Let us be clear: caretakers and secretaries are the backbone of our schools. They manage, they mend, they maintain. And still, they are denied the very basics - bereavement leave, critical illness cover, and pension entitlements.

I know of a caretaker who, upon receiving a cancer diagnosis, had to face treatment without pay. No safety net. No support. Just silence from the Department.

In ETB schools, these same roles are recognised as public sector posts with just different titles - clerical officers and general operatives - with full benefits. Yet in other schools, they are cast adrift, employed by boards of management and paid via outdated mechanisms like the Ancillary Grant.

The Department promised in 2022 to bring caretakers onto the payroll. It is now September 2025. Still no action. Still no justice.

We now have three classes of school employees: teachers and SNAs with full public service terms; secretaries paid by the Department but denied status; and caretakers paid by boards with no entitlements. This is not just bureaucratic bungling - it is institutional discrimination.

So I ask: why are the government and the Department of Education refusing to afford secretaries and caretakers the respect and dignity they receive from their fellow school staff and wider communities? Why must they fight for rights that should be theirs by default?
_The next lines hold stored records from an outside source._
PR #935, opened 2016-07-15
Custom::ECSTaskDefinition resource

ejholmes:
Re-opening https://github.com/remind101/empire/pull/859

Now that we have more than 1 app that's running close to the CloudFormation template size limit, probably a good time to tackle this again.

This is enabled only when setting the `ECS_TASK_DEFINITION=custom` environment variable, the default will remain `AWS::ECS::TaskDefinition`.

**TODO**

* [x] More tests
* [ ] Handle `ClientException: TaskDefinition is inactive`
* [ ] Add BoolValue type.

### DIFF
--- a/scheduler/cloudformation/template.go
+++ b/scheduler/cloudformation/template.go
@@ -42,6 +42,10 @@ const (
 	defaultCNAMETTL                        = 60
 
 	runTaskFunction = "RunTaskFunction"
+
+	appEnvironment = "AppEnvironment"
+
+	restartLabel = "cloudformation.restart-key"
 )
 
 // This implements the Template interface to create a suitable CloudFormation
@@ -158,7 +162,21 @@ func (t *EmpireTemplate) Build(app *scheduler.App) (*troposphere.Template, error
 	serviceMappings := []interface{}{}
 	scheduledProcesses := map[string]string{}
 
+	if taskDefinitionResourceType(app) == "Custom::ECSTaskDefinition" {
+		tmpl.Resources[appEnvironment] = troposphere.Resource{
+			Type: "Custom::ECSEnvironment",
+			Properties: map[string]interface{}{
+				"ServiceToken": t.CustomResourcesTopic,
+				"Environment":  sortedEnvironment(app.Env),
+			},
+		}
+	}
+
 	for _, p := range app.Processes {
+		if p.Env == nil {
+			p.Env = make(map[string]string)
+		}
+
 		tmpl.Parameters[scaleParameter(p.Type)] = troposphere.Parameter{
 			Type: "String",
 		}
@@ -168,7 +186,8 @@ func (t *EmpireTemplate) Build(app *scheduler.App) (*troposphere.Template, error
 			// To save space in the template, avoid adding the
 			// resources if the process is scaled down.
 			if p.Instances > 0 {
-				scheduledProcesses[p.Type] = t.addScheduledTask(tmpl, app, p)
+				taskDefinition := t.addScheduledTask(tmpl, app, p)
+				scheduledProcesses[p.Type] = taskDefinition.Name
 			}
 		default:
 			service := t.addService(tmpl, app, p)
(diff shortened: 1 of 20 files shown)


server/cloudformation/cloudformation.go
```diff
@@ -339,18 +348,11 @@ func (c *CustomResourceProvisioner) Handle(ctx context.Context, message *sqs.Mes
 	switch err {
 	case nil:
 		resp.Status = StatusSuccess
-		logger.Info(ctx, "cloudformation.provision",
-			"request", req,
-			"response", resp,
-		)
+		logger.Info(ctx, "cloudformation.provision")
```
ejholmes: I removed logging the full request and response, since there might be plain text secrets in it. But we should at least log some information about the request/response.

server/cloudformation/ecs.go
```diff
@@ -173,6 +179,235 @@ func (p *ECSServiceResource) delete(ctx context.Context, service, cluster *strin
...
+
+		for _, m := range c.PortMappings {
+			portMappings = append(portMappings, &ecs.PortMapping{
+				ContainerPort: m.ContainerPort.Value(),
+				HostPort:      m.HostPort.Value(),
+			})
+		}
+
+		if c.Essential != nil {
+			essential = aws.Bool(*c.Essential == "true")
```
ejholmes: I think this could also be a real bool. Need a `BoolValue` type.

server/cloudformation/ecs.go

I call on the Minister and the Department to act without delay:

* Grant public sector status to all school secretaries and caretakers

* Enrol them in the Single Pension Scheme

* Make the Department the paymaster for all

* Engage with the Labour Court to resolve this equitably

Let this government not be remembered as the government who gave flowers but withheld fairness. Be remembered as the one that finally did the right thing.